**SOURCE MATERIAL:**
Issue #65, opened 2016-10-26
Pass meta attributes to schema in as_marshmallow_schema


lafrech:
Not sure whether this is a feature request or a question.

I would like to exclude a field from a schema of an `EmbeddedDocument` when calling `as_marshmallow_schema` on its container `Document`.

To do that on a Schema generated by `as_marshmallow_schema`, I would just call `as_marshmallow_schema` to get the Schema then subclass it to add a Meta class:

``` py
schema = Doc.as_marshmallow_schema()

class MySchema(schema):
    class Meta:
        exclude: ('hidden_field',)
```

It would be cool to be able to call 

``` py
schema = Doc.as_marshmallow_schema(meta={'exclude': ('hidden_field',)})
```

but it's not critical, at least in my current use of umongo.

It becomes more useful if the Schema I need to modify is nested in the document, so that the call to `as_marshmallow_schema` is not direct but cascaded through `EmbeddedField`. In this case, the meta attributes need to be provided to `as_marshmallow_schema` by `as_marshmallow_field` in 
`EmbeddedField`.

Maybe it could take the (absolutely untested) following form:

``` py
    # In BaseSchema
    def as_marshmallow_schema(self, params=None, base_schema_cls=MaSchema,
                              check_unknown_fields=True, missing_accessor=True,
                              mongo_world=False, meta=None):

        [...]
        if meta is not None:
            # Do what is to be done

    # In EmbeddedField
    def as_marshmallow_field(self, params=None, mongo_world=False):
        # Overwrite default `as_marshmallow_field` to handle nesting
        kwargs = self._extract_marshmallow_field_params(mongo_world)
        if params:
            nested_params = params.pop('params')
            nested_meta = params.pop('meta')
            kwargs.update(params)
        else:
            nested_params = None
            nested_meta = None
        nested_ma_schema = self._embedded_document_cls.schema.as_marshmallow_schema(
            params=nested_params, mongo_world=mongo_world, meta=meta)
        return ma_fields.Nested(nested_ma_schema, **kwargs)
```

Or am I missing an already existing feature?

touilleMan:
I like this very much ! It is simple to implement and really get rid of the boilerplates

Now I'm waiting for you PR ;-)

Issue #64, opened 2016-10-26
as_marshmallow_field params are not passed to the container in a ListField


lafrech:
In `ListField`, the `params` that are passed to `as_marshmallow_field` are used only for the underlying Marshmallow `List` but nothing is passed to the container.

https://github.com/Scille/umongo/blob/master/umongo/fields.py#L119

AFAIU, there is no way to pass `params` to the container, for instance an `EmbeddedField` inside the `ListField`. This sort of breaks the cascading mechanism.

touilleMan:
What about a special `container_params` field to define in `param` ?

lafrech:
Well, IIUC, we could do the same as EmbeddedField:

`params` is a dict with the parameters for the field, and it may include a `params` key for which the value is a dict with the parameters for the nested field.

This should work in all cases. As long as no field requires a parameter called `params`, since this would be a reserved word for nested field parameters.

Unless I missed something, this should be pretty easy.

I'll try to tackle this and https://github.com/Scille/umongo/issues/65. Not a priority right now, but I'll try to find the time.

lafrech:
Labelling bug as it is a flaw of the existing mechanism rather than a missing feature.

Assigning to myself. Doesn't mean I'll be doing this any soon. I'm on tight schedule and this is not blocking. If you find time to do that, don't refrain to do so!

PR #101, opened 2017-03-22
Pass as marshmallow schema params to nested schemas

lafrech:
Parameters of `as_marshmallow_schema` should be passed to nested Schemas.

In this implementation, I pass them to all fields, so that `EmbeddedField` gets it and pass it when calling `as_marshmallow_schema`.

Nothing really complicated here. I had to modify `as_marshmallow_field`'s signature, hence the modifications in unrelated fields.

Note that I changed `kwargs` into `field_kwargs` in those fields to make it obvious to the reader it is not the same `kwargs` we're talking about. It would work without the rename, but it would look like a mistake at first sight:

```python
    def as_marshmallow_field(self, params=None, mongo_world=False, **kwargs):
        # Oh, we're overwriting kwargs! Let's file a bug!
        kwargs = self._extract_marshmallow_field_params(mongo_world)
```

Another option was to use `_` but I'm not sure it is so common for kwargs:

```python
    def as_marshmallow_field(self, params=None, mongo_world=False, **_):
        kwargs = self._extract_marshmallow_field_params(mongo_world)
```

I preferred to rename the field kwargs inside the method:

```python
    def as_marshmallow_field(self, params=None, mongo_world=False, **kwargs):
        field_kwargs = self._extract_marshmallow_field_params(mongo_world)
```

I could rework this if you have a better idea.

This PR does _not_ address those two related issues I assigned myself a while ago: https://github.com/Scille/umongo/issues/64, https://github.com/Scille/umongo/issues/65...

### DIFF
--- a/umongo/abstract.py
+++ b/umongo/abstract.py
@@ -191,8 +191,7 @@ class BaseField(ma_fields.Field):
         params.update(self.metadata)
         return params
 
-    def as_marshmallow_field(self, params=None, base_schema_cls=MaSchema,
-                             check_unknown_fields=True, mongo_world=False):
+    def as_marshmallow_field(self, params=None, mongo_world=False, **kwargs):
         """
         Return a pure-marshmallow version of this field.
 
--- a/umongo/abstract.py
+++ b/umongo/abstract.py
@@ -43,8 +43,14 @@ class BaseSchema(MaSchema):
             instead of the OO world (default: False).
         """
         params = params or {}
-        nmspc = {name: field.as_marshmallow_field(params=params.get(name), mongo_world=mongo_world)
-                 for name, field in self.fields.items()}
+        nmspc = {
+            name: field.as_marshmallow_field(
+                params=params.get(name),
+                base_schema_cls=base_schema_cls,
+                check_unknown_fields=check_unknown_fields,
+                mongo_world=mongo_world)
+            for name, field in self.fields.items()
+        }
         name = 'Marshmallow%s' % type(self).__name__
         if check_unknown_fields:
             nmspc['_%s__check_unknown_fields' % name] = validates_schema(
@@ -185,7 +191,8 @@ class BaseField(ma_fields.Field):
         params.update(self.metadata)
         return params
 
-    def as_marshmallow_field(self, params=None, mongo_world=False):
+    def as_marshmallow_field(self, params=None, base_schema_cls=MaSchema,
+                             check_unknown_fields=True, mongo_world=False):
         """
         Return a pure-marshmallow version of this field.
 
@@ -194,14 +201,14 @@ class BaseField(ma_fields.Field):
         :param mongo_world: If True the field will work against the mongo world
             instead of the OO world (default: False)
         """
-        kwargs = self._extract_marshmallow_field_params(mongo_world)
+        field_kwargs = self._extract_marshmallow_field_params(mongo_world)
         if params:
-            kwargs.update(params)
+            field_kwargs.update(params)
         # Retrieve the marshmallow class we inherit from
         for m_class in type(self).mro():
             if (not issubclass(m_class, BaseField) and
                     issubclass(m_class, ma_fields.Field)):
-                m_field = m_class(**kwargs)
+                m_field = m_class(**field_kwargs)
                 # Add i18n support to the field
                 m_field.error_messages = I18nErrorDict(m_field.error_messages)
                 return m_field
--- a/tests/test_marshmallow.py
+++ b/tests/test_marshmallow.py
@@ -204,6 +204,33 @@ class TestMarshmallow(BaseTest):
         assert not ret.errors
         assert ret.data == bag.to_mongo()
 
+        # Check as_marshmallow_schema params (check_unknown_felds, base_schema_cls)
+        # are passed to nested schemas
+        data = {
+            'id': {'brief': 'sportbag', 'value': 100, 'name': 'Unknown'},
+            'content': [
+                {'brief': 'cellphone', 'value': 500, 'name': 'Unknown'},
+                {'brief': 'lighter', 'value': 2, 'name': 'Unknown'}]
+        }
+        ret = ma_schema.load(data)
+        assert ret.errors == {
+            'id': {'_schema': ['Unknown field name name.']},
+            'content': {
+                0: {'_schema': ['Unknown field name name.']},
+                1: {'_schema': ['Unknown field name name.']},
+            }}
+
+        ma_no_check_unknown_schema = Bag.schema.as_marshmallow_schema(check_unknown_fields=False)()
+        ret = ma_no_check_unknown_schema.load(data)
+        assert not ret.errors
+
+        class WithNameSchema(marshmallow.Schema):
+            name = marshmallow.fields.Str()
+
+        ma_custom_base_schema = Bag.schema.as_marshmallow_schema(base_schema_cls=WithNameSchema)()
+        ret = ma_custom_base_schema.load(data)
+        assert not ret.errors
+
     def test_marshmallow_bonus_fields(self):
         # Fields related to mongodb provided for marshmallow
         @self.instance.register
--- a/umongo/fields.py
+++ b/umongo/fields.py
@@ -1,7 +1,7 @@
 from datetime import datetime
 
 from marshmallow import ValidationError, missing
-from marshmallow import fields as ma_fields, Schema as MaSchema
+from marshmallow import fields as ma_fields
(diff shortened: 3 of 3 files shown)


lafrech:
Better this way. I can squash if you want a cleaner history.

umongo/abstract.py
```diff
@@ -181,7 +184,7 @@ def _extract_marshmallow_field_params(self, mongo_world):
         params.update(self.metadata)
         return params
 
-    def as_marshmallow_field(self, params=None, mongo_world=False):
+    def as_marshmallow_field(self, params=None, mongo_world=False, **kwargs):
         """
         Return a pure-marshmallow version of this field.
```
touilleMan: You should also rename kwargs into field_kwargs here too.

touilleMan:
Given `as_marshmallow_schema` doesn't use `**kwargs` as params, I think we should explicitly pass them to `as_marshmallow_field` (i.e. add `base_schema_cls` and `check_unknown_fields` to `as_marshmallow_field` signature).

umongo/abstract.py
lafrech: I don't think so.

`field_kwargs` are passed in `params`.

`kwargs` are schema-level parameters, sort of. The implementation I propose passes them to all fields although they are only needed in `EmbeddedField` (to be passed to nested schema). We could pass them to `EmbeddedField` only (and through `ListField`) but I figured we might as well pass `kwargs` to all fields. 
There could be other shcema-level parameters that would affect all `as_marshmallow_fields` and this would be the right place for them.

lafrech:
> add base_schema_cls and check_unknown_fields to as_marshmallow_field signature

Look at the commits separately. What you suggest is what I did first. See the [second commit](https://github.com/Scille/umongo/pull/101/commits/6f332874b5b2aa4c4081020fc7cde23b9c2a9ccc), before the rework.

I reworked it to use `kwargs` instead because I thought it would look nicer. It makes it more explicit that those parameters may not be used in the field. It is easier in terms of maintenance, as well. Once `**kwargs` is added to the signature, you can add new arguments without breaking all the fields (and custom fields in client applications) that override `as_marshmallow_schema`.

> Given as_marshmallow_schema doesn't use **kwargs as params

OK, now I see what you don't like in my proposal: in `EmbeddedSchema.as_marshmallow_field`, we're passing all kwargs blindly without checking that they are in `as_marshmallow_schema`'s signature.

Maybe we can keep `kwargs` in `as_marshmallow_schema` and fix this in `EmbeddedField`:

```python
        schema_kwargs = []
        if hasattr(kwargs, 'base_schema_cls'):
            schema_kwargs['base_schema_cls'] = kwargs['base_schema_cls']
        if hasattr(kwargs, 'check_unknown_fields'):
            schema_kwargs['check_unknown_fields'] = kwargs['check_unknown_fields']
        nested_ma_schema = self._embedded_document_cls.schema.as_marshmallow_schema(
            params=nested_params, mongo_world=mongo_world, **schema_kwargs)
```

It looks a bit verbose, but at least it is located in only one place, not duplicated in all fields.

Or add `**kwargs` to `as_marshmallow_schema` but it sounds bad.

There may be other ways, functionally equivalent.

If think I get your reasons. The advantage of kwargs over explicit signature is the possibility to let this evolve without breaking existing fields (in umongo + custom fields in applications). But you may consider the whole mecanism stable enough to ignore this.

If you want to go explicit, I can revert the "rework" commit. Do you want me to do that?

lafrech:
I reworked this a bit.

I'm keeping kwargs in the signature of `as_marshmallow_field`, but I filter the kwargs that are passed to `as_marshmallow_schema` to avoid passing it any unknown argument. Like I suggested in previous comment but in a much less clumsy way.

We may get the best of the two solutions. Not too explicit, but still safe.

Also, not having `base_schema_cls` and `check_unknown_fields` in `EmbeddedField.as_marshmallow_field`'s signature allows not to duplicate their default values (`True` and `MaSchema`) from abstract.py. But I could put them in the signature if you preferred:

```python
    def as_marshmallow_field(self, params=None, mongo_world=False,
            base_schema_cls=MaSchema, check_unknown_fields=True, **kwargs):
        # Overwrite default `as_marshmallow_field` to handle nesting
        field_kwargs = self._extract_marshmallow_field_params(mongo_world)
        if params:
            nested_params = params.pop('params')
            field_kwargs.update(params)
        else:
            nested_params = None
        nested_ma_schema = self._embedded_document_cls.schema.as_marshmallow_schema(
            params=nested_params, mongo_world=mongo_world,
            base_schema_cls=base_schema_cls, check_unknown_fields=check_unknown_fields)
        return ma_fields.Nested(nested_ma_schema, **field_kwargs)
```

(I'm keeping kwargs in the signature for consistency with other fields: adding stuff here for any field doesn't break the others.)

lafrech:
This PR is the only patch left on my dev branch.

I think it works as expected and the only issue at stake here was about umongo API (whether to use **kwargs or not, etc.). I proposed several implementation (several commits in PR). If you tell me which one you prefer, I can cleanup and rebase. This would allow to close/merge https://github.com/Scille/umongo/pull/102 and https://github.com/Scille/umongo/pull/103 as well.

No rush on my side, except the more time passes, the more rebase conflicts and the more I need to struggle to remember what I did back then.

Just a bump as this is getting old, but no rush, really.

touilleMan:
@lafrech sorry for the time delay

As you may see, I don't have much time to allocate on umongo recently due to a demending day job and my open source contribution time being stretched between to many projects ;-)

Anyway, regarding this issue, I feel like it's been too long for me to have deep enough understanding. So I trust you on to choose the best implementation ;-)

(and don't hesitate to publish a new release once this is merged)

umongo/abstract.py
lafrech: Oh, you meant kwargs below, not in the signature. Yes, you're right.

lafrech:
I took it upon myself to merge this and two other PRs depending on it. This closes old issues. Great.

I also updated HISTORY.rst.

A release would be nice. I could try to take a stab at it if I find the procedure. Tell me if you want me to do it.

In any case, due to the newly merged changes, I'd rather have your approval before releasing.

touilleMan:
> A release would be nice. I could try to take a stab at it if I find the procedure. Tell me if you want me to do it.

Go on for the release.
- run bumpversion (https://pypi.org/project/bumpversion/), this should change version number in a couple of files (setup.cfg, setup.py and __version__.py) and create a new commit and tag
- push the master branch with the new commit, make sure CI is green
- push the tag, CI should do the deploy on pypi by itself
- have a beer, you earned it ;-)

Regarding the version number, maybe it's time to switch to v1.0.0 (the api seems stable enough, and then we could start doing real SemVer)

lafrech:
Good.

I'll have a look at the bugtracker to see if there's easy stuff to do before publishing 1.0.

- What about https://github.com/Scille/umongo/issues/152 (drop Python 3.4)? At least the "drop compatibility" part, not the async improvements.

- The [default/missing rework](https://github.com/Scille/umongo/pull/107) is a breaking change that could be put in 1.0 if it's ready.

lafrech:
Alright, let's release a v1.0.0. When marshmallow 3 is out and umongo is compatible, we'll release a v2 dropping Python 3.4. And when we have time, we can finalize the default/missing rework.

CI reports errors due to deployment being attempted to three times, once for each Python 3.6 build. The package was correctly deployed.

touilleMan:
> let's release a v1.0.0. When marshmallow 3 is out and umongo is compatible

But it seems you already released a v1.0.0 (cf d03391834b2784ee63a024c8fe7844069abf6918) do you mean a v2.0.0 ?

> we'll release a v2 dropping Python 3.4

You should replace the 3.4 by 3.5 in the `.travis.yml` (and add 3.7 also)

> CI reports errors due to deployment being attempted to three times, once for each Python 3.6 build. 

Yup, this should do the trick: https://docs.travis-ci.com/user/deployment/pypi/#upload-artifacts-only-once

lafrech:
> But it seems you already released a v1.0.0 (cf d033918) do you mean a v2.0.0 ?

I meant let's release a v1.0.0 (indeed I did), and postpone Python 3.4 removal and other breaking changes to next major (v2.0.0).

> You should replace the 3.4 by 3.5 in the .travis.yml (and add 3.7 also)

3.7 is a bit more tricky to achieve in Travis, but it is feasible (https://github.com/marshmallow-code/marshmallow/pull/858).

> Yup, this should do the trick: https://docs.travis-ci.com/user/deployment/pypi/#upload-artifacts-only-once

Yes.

**EXERCISE REQUIREMENTS:** Search the entries for the string "files" and copy each line where it occurs.

**WRITTEN ANSWER:**
(diff shortened: 3 of 3 files shown)
- run bumpversion (https://pypi.org/project/bumpversion/), this should change version number in a couple of files (setup.cfg, setup.py and __version__.py) and create a new commit and tag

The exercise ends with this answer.